Neuroprotective effects of physical activity. Regular exercise is demonstrated to decrease oxidative stress and inflammation as well as increase the release of anti-inflammatory molecules, including IL-4 and IL-10. In addition, exercise triggers the PGC-1α/FNDC5 pathway in skeletal muscles, with the consequent release of Irisin, which is fundamental for the increase in neurotrophic factors. PA improves astrocyte functions with positive effects on hippocampal and vascular activities.
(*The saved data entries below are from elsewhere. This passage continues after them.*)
PR #435, opened 2026-04-18
feat(scoops): per-scoop visiblePaths (pure replace) + restore compat

trieloff:
## Summary

Adds `ScoopConfig.visiblePaths?: readonly string[]` — the list of VFS paths a non-cone scoop can READ but not write. Orchestrator wires it straight to `RestrictedFS`'s `readOnlyPaths` with **pure-replace semantics**: `undefined` means no read-only paths at all. Defaults live at the boundary, not in the orchestrator.

- **`scoop_scoop` tool** injects the historical `['/workspace/']` default when creating scoops, preserving existing agent-facing behavior (scoops still see the cone's skills).
- **Orchestrator session restore** backfills `['/workspace/']` for non-cone scoops saved before this field existed. The next `saveScoop` persists the normalized shape — no DB migration needed.
- **Cones** ignore the field entirely — they always use an unrestricted VFS, no RestrictedFS at all.

## Files touched (+220 / -7)

- `packages/webapp/src/scoops/types.ts` — add `visiblePaths` to `ScoopConfig`.
- `packages/webapp/src/scoops/orchestrator.ts` — pure-replace wiring + restore backfill.
- `packages/webapp/src/scoops/scoop-management-tools.ts` — `scoop_scoop` injects the `['/workspace/']` default.
- `packages/webapp/tests/scoops/scoop-management-tools.test.ts` — 3 new tests verifying the tool's default injection.
- `packages/webapp/tests/scoops/orchestrator.test.ts` — 3 new tests verifying the restore backfill (legacy / explicit / cone-skip).

## Depends on

Logically follows #434 (cleaning up the dead non-cone UI flow so `scoop_scoop` is the sole non-cone creation path and the only place the default is injected). Technically mergeable independently — no file overlap with #434.

## Test plan

- [x] `npm run test` — 2621 pass / 2 skipped (6 new tests)
- [x] `npx prettier --check` on changed files
- [x] `npm run typecheck` — no new errors (pre-existing unrelated `lucide` resolution error untouched)
- [ ] `npm run build`

### DIFF
--- a/packages/webapp/src/scoops/orchestrator.ts
+++ b/packages/webapp/src/scoops/orchestrator.ts
@@ -171,8 +171,12 @@ export class Orchestrator {
   }
 
   /**
-   * One-shot compat migration for `ScoopConfig`. Mutates the scoop record in
-   * place so the next `saveScoop` persists the normalized shape.
+   * One-shot in-memory compat migration for `ScoopConfig`. Mutates the scoop
+   * record in place so the rest of the runtime sees the normalized shape;
+   * the DB copy stays legacy until some other operation happens to call
+   * `db.saveScoop` (e.g. a user-initiated scoop update). That's fine — this
+   * migration is idempotent and cheap, so re-running it on every boot until
+   * the record gets rewritten is a non-issue.
    *
    * Gated on {@link RegisteredScoop.configSchemaVersion} rather than a truthy
    * check on individual fields, so a record explicitly saved with
--- a/packages/webapp/src/scoops/orchestrator.ts
+++ b/packages/webapp/src/scoops/orchestrator.ts
@@ -9,7 +9,13 @@
  * - Owns a single shared VirtualFS instance
  */
 
-import type { RegisteredScoop, ChannelMessage, ScoopTabState, ScheduledTask } from './types.js';
+import {
+  CURRENT_SCOOP_CONFIG_VERSION,
+  type RegisteredScoop,
+  type ChannelMessage,
+  type ScoopTabState,
+  type ScheduledTask,
+} from './types.js';
 import * as db from './db.js';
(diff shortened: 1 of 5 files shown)


trieloff:
Review response — four comments (1 Codex P1, 3 Copilot nits):

**Codex P1 — "preserve explicit undefined visiblePaths across restarts"**
Already addressed by [d212e53](https://github.com/ai-ecoverse/slicc/commit/d212e53) (the commit right after Codex's review fired). The backfill is now gated on \`configSchemaVersion\`, not on a truthy field check — records at \`configSchemaVersion: 1\` keep their authoritative \`visiblePaths\` value (including \`undefined\` and \`[]\`). The test *"preserves an explicit undefined visiblePaths on a current-schema record (no silent backfill)"* exercises exactly this.

**Copilot — "written back on the next saveScoop"** — valid. Addressed in [362f4ed](https://github.com/ai-ecoverse/slicc/commit/362f4ed). Rewrote the \`migrateScoopConfig\` doc comment: the orchestrator does NOT automatically re-save restored records; the migration is purely in-memory per boot, idempotent, and cheap enough to re-run until some other code path (e.g. a user-initiated scoop update) happens to persist the normalized shape.

**Copilot — \`globalThis.window\` shim leak in tests** — valid. Addressed in 362f4ed. Now captures the prior \`window\` value in \`beforeAll\` and restores (or deletes) in \`afterAll\`. Only touches \`globalThis.window\` when we actually shim it.

**Copilot — VirtualFS resources leak from test** — valid. Addressed in 362f4ed. \`afterEach\` now disposes the shared VirtualFS alongside \`orch.shutdown()\`, so BroadcastChannel / IndexedDB handles don't survive between test runs.

All 26 tests in the orchestrator suite still pass locally.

In addition, exercise seems able to restore the AMPK and the JNK-BCL2 autophagy, preventing the accumulation of misfolded proteins and ensuring mitochondrial turnover. Exercise also acts on cell apoptosis and brain aging, restoring Wnt/β-Catenin signaling. Finally, PA enhances the release of dopamine improving brain functions in patients suffering from PD. The figure was created in BioRender.com, accessed on 18 September 2022.

Figure 4

Beneficial effects of nutraceuticals and exercise on lipid profile. Nutraceuticals and exercise are able to influence lipid profile and lipoproteins levels. A good lifestyle improves health and prevents possible chronic diseases. Nutraceuticals are provided by dietary sources, but they generally contain higher concentrations of bioactive compounds, exerting potential beneficial effects. The ω3 EPA and DHA were demonstrated to reduce VLDL hepatic synthesis and serum TG, while phytosterols impede intestinal cholesterol absorption, increasing LDL-C receptors and reducing LDL-C levels. Micronutrients are involved in regulating some apolipoproteins gene expression and affect HDL-C metabolism. Minerals such as magnesium and zinc and vitamins such as ascorbic acid and niacin impact lipoproteins and Apo-A1 levels. Polyphenols exert antioxidant activity against lipid peroxidation and promote hepatic LDL receptors. Soluble fibers encourage LDL-C decrease. In parallel, physical exercise promotes blood lipid consumption, reducing their levels, and induces lipid oxidation in skeletal muscle, giving the energy required during training. Moreover, in skeletal muscle, physical activity increases FABPpm content, especially in males. Exercise training induces LDL reduction and TG levels, especially when exercise intensity grows. The figure was created in BioRender.com, accessed on 18 September 2022.